Here’s the module interface:

module type Measurable = sig
  type t
  type measure

  val zero : measure
  val ( + ) : measure -> measure -> measure
  val measure : t -> measure
end

module type S = sig
  type elem
  type measure
  type t
  type split = t * t

  val empty : t
  val is_empty : t -> bool
  val prepend : elem -> t -> t
  val append : elem -> t -> t
  val pop_left : t -> (elem * t) option
  val pop_right : t -> (elem * t) option
  val concat : t -> t -> t
  val measure : t -> measure
  val split_at : (measure -> bool) -> t -> split
  val of_seq : elem Seq.t -> t
  val to_seq : t -> elem Seq.t
  val to_list : t -> elem list
  val debug_string : (elem -> string) -> (measure -> string) -> t -> string
end

module Make (M : Measurable) :
  S with type elem = M.t and type measure = M.measure

You can find a sketch of the implementation here.

Sadly, the functor design appears to make it impossible (or at least very difficult) to expose polymorphic APIs on top of this data structure while hiding the complexities of functors, FCMs, etc. My next exercise was to try to expose a “vector” API on top of the existing implementation. This is a less-general data structure that supports fast access to both ends and efficient random access and split/concat, but not arbitrary search predicates over measures. (Think of this as specializing the Measurable structure above to type measure = int and making the element type polymorphic.) Ideally, its signature would look something like the following:

type 'a t
type 'a split = 'a t * 'a t

val empty : 'a t
val is_empty : 'a t -> bool
val prepend : 'a -> 'a t -> 'a t
val append : 'a -> 'a t -> ' t
val pop_left : 'a t -> ('a * 'a t) option
val pop_right : 'a t -> ('a * 'a t) option
val concat : 'a t -> 'a t -> 'a t
val size : _ t -> int
val split_at : int -> 'a t -> 'a split
val at : int -> 'a t -> 'a
val set : int -> 'a  -> 'a t -> ' t
(* Various conversions... *)
val of_seq : 'a Seq.t -> 'a t
val to_seq : 'a t -> 'a Seq.t
val to_list : 'a t -> 'a list

I’m willing to relax this and admit additional type parameters on the top-level wrapped type (e.g., for measure witnesses, brands, etc.), but the idea is to reuse the original general finger tree functor implementation as-is and expose a friendly, flexible API for this use case. If at all possible, I also want to completely hide any first-class modules or functor shenanigans that may be happening under the hood. It should just “feel” like a regular list or array, but with fast random access with full persistence.

Is this possible with the current design or does the API need to be rewritten so it’s amenable to polymorphic access? For inspiration, I’ve looked briefly at how Base does things for polymorphic maps, but I haven’t grasped exactly how it works and it’s not clear how I could adapt it to work with the associated measure type anyway.

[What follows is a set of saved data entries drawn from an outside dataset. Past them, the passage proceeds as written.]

PR #81, opened 2020-07-20
More spec added

Ahmedgagan:


spec/requests/list_controller_spec.rb
```diff
@@ -0,0 +1,112 @@
...
+    before do
+      add_to_assign_allowed_group(user)
+
+      freeze_time 1.hour.from_now
+      TopicAssigner.new(post1.topic, user).assign(user)
+
+      freeze_time 1.hour.from_now
+      TopicAssigner.new(post1.topic, user).assign(user2)
+
+      sign_in(user)
```
davidtaylorhq, line 63: Why are the freeze_time things needed here?

spec/requests/list_controller_spec.rb
```diff
@@ -0,0 +1,112 @@
...
+    it 'returns empty user-assigned-topics-list for users not in the assigned_allowed_group' do
+      ids = []
+      get "/topics/group-topics-assigned/#{get_assigned_allowed_group_name}.json"
+      JSON.parse(response.body)['topic_list']['topics'].each do |t|
+        if t['assigned_to_user']['id'] == user2.id
+          ids.push(t['assigned_to_user']['id'])
+        end
+      end
+      expect(ids).to be_empty
+    end
```
davidtaylorhq, line 80: What is the difference between these two tests? 

The first one is checking "the list contains 1 topic, assigned to user1"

For a bit more context, I’ve tried a bunch of shims on top so far, but nothing has supported the full gamut of operations I want. The closest solution I’ve found involves using a GADT type for the abstract 'a t above and tying the internal type (Finger_tree.S.t) to an existential type that gets wrapped into a first-class module along with the data structure instance. This is unsatisfactory for two reasons:

  • It forces you to introduce a unit parameter during construction, i.e., val empty : 'a t becomes val empty : unit -> 'a t. This is a bit annoying, but not so much of a deal breaker if you can get the compiler to infer that all Vector.t instances that were built up from that same initial seed share an internal representation and can be unified.
  • It completely breaks all functions that take multiple vector instances and try to interoperate them. For example, no matter how I spelled the type by reparameterizing or adding details to the packed module, I was unable to get the compiler to unify the two module types given to concat.

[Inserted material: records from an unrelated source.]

PR #83, opened 2020-07-21
Hide tab

Ahmedgagan:
Hiding assignments-tab and assignment count to Everyone added in this PR


assets/javascripts/discourse/components/group-assignments-menu-item.js.es6
```diff
@@ -3,6 +3,11 @@ export default Ember.Component.extend({
 
   init() {
     this._super(...arguments);
-    this.set("canAssign", this.currentUser && this.currentUser.can_assign);
+    this.set(
+      "canAssign",
```
davidtaylorhq, line 7: We should rename this to "displayAssignTab" or something. Because it doesn't mean 'canAssign' any more

assets/javascripts/discourse/templates/components/group-assignments-menu-item.hbs
```diff
@@ -1,8 +1,8 @@
 {{#if canAssign}}
   <ul class ='nav-pills'>
     <li>
-      {{#link-to 'group.assignments' group}}
-        {{d-icon "user-plus" class="glyph"}}{{i18n 'discourse_assign.group_assignments'}}{{concat ' (' group.assignment_count concat ')'}}
+      {{#link-to "group.assignments" group.assignment_count}}
```
davidtaylorhq, line 4: That seems a bit weird. Did you mean to change this? I don't see why we would want to pass the count into the link-to component?

assets/javascripts/discourse/components/group-assignments-menu-item.js.es6
Ahmedgagan: Sure, ill rename this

To clarify, I’m fine with rewriting the original module/interface substantially as long as the new design satisfies the main requirements stated above and does not require maintaining two separate implementations.

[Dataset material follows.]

PR #89, opened 2020-07-30
Sort - ordering on topic-list-header click

Ahmedgagan:


davidtaylorhq:
Looks great :+1: please can you add some tests to check that the ordering works for both the group and the user endpoints?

I think the base solution fits quite well: the idea is that if you have a functor:

type 'a spine
module F(X:S) = struct
   type t = X.t spine
end

where the functor argument provides a collection of functions over a family of non-parametric types, you can internalize this collection of function inside the main type as a first class module (or same difference an existentially quantified record).

However, I think that the problem that you mention with the associated measure type corresponds to a genuine gap in the specification of the API. Does it really make sense to
concat two trees with a different measure, if the answer is no the

val concat: 'a t -> 'a t -> 'a t

does not really make sense and what you wanted is more

val concat: ('a, 'measure_id) t -> ('a, 'measure_id) t -> ('a, 'measure_id) t

which can be achieved with a generative functor creating fresh types for set of function.

In a similar way, the creation function empty cannot be independent of the measure, and its type would be necessary something like

val empty: 'elt measure -> 'elt t

if trees with different measure are compatible, or

val empty: ('elt,'id) measure -> ('elt,'id) t

otherwise.

Thanks for the suggestion! Could you expand more on what shape the functor argument should have? Is this not the entire collection type itself, but an inner building block instead?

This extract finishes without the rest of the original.